Tuesday, November 20, 2012

Olive Harvest II Tuscany Italy


Cari Amici (Dear Friends),

No time to write today . . . must not be late to the studio! Here are some more images from my lovely weekend picking olives. I should mention that the olives are not ripe, really, and quite bitter (I apparently need to taste to believe). Each tree had olives of different colors and at different stages. Some were actually different types of olives. The solid green ones came off easier than the half green/half black. They mix the types for the best oil. The funny part was that one friend laughed at me for biting into an olive out of pure curiosity, then he and I got to laugh again later at our Italian friend for trying it himself and being more theatrical in the face he made as he spit it out. I guess I need to work on my dramatic expressions. Apparently, ripe olives make lousy oil.

Monday, November 19, 2012

Olive Harvest Tuscany Italy


Cari Amici (Dear Friends),

Sometimes I cannot believe how lucky my life feels. This weekend was a glorious one. Four of my artist friends joined me in a little trip to the countryside in Tuscany, not too far from Florence, Italy. It is the time of la raccolta delle olive (olive harvest). The women stayed for only a short time, drawing the fields before returning to Firenze. The other two artists stayed to pick olives before we broke for lunch. Here are two shots I took not far from the house – Giovanni (left) is the nephew of the landlady. I found it interesting that they use parachutes for the olive-catching nets sometimes. They love them because they are so lightweight. Good use for a spent ‘chute, I would say!
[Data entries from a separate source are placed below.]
PR #2301, opened 2021-01-04
Fix entangle equality check

joshhanley:
Due to the deep clone introduced in PR #2251 the current check to see if Alpine and Livewire properties values are the same, will no longer work as they are not referencing the same thing.

This is causing Alpine to send updates back to Livewire after Livewire makes changes.

This PR fixes that issue.

So it's a bit rough naming wise, but thought I'd get it up.

Hope this helps!


calebporzio:
Thanks so much @joshhanley !

joshhanley:
No worries!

Down in the campo (field), we saw the mascot in the truck with farmer Renato making his way over to greet us. Next is a shot I took of Irish artist Brian Smyth as he was working. I must say that the day was beautiful, the light gorgeous! Nets or parachutes were pulled to a neighboring tree and then a group of us would set to work removing olives. Some of us used just our hands; others had rakes and clever tools for pulling the fruit from the more distant branches.

Renato is the owner of the field, with his 78-year-old bride Giuliana. Renato turned 90 two days before I gained 48 years this summer. He and Giuliana met when she was a teenager after Renato went to another town some kilometers away and saw her during la passeggiata. It is a lovely story and they have a beautiful family life going on in Tuscany. Here Brian caught me giving Renato a thank you kiss.

These next images are beauts, if I may be so immodest. Sergio has so much character built-into his figure that I could not help but photograph him in his work. Then Roberto helps Giuliana move a net. And shortly after that, the net is in place. Roberto is from Santa Margherita Liguria, along the Italian Riveriera Coast. I joked with him that this is a different kind of fishing. Is the light not amazing?

After lunch Roberto, Brian and I took a walk up into the colline (hills). We saw a snake and were trying to entice him off of the road, but then realized that he was moving in vain. He had already been run over by some vehicle and his spine was crushed in parts. He was dead by the time we passed him on our way back. Horrible. However, we also saw horses, a sign for a neighbor who lost a pet pig, and -- further up into the woods than I had ever gone before -- some of the human locals. They were hunting (and finding) mushrooms and specific green leaves for tasty salads. It was fun speaking with them about various plants, including some red berries that look a little like strawberry, but grow on taller bushes and are safe to eat. I must say that the smell of the damp earth after the recent rains and the feel of the stones and dirt under my feet was the medicine I have been craving lately.